• **WHAT YOU ARE ASKED TO DO**
Search the material for the word "TODO" and copy each line that holds it.
*** Begin section ***
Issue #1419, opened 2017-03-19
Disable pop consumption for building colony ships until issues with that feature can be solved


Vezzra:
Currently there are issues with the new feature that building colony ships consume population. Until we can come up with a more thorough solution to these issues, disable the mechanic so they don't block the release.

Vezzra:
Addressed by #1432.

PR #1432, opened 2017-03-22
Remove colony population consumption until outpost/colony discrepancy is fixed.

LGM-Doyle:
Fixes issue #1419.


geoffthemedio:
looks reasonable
*** End section ***
*** Begin section ***
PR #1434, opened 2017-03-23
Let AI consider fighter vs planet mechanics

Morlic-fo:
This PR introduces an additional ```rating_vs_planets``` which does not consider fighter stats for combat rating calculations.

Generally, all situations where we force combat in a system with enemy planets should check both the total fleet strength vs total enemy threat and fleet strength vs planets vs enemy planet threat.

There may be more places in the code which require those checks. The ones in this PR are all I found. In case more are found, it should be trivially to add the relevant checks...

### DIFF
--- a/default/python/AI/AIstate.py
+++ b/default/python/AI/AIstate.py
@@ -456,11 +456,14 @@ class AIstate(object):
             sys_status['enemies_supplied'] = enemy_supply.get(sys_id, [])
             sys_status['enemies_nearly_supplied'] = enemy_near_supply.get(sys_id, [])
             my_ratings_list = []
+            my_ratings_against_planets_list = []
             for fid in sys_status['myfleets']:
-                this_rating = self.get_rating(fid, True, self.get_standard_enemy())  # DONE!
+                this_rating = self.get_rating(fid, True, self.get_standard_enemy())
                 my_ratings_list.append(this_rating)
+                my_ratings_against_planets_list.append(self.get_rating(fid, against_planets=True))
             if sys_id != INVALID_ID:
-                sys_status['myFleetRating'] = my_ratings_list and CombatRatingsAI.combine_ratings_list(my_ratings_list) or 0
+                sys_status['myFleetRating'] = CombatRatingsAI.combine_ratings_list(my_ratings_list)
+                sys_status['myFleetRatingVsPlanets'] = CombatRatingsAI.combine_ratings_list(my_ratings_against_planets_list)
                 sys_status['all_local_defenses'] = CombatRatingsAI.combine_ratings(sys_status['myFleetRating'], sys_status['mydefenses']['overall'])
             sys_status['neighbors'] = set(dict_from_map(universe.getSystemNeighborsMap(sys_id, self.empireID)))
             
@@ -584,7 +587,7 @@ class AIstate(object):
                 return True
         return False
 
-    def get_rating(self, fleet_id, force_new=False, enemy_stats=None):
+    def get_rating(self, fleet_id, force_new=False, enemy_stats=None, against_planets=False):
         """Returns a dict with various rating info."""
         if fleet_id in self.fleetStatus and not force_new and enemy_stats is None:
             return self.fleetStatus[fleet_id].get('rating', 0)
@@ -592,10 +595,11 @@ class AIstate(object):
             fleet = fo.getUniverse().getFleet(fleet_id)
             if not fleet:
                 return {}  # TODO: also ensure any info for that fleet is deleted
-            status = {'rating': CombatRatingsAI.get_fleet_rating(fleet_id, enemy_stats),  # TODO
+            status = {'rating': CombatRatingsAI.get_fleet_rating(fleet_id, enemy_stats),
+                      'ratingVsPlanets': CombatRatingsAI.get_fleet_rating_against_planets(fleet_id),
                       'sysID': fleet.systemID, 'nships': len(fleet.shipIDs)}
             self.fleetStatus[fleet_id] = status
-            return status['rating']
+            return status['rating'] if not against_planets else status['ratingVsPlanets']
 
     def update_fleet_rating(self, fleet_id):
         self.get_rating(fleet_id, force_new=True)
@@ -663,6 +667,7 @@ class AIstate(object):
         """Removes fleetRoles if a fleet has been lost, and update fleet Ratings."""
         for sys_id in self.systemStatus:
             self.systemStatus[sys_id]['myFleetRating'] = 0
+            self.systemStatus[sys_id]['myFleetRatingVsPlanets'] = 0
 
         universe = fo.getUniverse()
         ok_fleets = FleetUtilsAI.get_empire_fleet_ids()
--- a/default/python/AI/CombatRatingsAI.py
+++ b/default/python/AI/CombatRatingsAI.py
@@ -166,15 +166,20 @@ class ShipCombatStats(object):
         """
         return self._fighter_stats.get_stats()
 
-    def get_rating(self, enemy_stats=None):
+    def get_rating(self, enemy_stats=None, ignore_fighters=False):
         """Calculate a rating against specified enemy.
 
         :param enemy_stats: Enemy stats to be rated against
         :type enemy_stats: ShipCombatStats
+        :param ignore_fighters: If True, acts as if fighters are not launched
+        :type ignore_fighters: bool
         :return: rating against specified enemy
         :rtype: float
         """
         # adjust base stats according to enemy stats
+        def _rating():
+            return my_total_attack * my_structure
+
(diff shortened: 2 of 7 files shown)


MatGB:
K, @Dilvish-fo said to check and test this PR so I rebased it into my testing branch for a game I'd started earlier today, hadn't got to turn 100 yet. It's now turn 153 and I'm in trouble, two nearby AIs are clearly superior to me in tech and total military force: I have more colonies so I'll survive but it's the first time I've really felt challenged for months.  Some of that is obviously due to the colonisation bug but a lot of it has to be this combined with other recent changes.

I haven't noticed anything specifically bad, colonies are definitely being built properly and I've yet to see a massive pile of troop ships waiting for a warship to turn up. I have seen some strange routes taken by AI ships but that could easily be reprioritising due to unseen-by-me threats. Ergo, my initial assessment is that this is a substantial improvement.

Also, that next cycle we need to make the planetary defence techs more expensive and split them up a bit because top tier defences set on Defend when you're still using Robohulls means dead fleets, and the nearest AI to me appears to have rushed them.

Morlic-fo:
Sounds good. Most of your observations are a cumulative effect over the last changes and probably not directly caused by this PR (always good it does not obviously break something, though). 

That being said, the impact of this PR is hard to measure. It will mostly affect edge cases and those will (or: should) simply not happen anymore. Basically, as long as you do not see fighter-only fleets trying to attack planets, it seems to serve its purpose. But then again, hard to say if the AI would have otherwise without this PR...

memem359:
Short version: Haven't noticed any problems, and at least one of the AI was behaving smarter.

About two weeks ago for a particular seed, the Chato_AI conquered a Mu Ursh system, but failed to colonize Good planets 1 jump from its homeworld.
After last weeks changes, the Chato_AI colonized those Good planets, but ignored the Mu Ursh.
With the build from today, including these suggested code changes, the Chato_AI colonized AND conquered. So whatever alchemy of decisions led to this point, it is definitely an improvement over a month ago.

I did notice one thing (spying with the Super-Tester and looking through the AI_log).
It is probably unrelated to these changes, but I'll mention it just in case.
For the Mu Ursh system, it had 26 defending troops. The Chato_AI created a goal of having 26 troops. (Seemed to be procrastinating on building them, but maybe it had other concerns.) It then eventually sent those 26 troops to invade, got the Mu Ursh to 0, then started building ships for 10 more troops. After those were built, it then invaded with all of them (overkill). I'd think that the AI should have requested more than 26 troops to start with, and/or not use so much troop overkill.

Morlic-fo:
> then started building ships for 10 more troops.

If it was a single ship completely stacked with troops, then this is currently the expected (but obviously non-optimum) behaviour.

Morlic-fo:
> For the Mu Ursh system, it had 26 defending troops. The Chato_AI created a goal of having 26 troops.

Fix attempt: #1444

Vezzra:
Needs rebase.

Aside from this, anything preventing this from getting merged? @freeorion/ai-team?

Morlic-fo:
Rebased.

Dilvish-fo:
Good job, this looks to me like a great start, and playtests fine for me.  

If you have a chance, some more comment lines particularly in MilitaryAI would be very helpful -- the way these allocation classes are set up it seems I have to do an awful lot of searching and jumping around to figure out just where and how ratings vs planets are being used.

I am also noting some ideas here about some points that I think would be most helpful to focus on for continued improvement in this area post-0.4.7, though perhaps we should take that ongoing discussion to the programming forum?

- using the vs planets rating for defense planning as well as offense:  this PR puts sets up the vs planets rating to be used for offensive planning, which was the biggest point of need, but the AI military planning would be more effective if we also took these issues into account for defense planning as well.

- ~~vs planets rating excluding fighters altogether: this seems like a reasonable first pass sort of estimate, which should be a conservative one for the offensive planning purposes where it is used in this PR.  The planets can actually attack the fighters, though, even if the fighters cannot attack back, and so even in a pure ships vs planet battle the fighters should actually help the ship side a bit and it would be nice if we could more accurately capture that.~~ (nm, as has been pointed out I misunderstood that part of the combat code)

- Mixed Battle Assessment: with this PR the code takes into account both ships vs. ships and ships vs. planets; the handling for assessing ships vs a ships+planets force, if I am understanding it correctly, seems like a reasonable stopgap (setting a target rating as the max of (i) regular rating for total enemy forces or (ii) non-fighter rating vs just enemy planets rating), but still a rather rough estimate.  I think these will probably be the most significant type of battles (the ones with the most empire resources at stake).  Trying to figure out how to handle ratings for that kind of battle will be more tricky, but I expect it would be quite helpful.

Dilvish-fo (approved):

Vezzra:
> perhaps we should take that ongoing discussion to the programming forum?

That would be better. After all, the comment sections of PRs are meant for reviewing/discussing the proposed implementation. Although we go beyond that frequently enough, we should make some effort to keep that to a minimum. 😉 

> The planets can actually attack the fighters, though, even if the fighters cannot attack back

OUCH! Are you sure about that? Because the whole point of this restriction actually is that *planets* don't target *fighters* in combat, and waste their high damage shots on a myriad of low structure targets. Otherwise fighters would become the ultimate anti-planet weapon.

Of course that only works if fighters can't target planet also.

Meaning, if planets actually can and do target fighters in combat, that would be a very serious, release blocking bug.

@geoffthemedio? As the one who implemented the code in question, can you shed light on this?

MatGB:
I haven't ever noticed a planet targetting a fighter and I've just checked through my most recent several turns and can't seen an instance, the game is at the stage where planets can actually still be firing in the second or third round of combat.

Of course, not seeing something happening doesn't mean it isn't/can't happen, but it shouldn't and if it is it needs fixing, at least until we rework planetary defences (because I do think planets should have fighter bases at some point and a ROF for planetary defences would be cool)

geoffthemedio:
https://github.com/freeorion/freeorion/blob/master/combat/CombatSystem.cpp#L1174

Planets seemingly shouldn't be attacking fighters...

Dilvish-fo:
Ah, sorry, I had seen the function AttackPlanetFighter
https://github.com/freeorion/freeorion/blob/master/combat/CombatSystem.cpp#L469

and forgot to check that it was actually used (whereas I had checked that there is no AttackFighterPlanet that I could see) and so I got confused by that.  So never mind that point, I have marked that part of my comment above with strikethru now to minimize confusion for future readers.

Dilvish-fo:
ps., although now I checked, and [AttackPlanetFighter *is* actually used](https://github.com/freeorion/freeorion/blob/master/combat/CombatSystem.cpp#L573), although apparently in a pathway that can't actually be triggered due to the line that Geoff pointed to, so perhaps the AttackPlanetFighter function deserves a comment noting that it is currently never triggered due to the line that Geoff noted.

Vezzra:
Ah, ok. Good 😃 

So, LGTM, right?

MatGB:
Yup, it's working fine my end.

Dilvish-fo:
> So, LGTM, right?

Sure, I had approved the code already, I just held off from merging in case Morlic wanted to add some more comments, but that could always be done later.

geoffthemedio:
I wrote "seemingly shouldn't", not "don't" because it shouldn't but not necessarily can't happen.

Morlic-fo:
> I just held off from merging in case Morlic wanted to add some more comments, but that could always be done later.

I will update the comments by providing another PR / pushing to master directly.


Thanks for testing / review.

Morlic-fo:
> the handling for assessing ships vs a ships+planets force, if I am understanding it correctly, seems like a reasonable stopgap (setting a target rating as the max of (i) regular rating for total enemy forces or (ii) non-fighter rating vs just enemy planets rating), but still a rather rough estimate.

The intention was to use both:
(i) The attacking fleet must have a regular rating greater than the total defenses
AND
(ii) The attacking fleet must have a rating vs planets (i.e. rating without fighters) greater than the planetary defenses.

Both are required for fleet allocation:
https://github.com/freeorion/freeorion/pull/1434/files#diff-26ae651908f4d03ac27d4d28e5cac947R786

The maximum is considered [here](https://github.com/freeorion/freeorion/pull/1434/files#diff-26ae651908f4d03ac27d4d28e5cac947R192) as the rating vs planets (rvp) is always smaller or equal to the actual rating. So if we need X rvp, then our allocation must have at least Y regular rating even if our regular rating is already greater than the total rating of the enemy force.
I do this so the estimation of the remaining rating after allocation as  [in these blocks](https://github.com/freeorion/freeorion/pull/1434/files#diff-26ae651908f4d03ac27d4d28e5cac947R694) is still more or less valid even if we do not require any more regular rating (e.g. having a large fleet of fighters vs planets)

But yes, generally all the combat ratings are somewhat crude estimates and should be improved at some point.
*** End section ***
• **EXPECTED ANSWER**
                 return {}  # TODO: also ensure any info for that fleet is deleted
-            status = {'rating': CombatRatingsAI.get_fleet_rating(fleet_id, enemy_stats),  # TODO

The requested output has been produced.